→ INSTRUCTIONS FOR THE TASK: The word to find is "then". State how many lines below contain it, giving only the number.

'''

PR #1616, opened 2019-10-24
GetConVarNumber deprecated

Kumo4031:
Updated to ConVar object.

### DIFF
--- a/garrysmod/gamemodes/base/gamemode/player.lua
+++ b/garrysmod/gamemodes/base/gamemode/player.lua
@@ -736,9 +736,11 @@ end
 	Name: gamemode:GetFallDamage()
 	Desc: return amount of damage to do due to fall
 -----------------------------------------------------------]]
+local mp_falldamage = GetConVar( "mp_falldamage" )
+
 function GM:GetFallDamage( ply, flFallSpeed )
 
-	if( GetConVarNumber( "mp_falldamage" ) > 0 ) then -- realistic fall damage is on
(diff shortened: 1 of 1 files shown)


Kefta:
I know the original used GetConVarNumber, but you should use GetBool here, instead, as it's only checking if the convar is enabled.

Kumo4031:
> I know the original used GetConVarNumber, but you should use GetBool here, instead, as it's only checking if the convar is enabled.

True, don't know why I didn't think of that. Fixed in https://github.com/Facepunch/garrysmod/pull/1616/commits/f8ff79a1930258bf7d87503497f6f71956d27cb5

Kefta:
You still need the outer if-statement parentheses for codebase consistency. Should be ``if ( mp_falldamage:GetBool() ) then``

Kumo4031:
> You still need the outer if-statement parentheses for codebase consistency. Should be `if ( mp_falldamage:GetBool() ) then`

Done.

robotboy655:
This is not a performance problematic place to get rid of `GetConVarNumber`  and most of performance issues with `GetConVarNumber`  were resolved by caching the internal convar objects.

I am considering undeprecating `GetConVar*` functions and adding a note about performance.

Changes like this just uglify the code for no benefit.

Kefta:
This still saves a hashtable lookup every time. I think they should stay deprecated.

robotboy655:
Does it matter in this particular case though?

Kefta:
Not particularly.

'''
'''

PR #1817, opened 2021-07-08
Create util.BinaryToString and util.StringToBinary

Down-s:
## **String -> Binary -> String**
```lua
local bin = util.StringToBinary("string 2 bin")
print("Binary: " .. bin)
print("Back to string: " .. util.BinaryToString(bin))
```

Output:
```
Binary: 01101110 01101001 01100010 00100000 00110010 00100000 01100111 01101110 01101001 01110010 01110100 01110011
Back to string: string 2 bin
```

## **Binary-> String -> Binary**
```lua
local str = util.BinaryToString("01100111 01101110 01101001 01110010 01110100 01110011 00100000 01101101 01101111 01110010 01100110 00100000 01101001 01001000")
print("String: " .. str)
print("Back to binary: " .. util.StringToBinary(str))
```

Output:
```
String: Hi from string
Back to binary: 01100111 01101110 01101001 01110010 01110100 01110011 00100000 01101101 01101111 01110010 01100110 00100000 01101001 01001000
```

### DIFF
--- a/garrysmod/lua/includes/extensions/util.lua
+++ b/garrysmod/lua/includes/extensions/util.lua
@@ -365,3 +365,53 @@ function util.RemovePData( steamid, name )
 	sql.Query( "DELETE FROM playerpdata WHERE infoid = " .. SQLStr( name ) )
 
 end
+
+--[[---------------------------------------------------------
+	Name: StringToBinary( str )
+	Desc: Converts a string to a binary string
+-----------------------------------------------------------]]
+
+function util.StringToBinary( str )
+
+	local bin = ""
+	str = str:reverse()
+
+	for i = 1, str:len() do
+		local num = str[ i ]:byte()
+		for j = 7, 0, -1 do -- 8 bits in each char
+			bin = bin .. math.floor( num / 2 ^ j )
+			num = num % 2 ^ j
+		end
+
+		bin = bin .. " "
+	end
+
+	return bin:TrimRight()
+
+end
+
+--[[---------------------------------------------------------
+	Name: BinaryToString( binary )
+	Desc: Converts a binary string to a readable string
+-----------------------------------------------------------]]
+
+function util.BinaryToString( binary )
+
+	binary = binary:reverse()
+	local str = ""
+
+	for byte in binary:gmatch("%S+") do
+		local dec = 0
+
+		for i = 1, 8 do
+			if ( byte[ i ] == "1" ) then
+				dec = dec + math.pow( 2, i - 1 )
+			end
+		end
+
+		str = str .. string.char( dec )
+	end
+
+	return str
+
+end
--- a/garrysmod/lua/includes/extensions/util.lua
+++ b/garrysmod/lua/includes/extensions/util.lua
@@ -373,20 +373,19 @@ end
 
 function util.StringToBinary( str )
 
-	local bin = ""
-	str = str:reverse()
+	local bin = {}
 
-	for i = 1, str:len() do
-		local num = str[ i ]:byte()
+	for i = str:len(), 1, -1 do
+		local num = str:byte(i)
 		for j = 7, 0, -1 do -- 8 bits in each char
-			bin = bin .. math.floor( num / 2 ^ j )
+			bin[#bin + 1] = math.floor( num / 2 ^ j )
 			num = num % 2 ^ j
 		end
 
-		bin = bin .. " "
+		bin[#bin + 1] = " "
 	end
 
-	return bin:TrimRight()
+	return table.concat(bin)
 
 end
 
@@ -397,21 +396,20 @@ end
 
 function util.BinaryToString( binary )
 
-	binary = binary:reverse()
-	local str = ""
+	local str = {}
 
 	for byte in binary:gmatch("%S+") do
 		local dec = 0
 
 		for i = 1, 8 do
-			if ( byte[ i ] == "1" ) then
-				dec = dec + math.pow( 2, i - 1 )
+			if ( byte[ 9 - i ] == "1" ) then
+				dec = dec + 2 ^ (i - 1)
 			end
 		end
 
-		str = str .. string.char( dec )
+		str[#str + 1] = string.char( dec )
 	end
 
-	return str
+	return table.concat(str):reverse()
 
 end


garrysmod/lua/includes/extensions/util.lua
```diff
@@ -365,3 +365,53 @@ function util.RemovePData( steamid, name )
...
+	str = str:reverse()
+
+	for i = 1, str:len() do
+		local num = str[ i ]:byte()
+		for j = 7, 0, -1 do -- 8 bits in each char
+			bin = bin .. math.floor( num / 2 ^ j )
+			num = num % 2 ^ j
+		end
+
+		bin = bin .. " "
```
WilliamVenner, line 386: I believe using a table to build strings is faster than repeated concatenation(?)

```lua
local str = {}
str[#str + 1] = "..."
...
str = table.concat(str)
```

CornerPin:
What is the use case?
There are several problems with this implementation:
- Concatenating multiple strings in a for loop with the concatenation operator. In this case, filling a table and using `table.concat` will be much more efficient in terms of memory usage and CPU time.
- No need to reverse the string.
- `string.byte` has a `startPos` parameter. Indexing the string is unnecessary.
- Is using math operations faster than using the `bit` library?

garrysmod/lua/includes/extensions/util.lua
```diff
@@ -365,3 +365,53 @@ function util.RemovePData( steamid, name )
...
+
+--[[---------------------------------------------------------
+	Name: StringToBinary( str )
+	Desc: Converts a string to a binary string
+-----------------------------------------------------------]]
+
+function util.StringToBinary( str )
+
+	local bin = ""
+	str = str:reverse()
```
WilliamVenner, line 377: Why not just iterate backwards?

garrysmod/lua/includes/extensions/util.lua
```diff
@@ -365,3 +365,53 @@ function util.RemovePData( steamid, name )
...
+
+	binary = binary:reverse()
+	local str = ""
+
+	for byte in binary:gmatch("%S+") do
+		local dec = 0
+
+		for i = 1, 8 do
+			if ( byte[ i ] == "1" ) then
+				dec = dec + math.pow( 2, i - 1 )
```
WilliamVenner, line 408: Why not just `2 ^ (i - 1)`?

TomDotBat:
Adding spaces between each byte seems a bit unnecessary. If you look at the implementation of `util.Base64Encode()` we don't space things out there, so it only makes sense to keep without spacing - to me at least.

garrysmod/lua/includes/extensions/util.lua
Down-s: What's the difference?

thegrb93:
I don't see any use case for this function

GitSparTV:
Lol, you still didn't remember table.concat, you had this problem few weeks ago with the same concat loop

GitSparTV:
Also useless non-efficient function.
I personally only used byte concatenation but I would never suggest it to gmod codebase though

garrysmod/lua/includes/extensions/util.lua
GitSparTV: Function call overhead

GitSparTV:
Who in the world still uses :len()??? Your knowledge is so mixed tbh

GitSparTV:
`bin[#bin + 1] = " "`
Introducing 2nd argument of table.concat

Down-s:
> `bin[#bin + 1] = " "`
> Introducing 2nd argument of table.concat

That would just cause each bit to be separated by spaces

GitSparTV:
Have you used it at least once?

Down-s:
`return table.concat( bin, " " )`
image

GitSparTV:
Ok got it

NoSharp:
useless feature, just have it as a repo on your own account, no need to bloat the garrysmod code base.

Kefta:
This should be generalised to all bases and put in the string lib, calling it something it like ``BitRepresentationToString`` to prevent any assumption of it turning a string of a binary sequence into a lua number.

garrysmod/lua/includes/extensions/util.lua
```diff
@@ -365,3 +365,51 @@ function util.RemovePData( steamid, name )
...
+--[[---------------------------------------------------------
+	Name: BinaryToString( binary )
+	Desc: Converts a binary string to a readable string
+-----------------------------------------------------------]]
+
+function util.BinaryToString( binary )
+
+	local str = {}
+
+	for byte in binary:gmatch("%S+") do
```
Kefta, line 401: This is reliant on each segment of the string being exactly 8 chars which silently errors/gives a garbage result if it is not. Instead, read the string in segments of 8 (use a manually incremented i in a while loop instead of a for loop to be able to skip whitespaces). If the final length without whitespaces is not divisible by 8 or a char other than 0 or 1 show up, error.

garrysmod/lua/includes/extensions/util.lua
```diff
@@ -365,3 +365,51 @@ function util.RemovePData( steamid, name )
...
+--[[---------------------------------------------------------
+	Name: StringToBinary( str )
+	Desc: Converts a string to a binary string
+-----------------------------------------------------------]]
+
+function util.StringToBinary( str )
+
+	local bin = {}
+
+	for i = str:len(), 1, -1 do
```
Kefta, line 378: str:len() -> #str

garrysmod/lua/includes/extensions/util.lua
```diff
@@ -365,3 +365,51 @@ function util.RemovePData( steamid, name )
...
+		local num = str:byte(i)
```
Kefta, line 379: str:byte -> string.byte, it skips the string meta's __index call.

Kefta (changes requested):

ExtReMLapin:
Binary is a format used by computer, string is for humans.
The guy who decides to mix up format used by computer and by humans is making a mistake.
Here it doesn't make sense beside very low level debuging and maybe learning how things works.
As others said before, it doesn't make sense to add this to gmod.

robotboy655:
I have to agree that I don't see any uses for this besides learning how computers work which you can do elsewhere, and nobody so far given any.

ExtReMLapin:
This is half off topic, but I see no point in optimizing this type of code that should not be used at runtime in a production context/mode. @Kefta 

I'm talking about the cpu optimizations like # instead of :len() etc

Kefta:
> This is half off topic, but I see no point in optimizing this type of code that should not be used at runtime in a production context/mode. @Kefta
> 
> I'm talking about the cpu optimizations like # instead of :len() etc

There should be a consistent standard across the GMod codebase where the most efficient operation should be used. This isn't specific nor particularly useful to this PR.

'''

→ WRITTEN SOLUTION: 7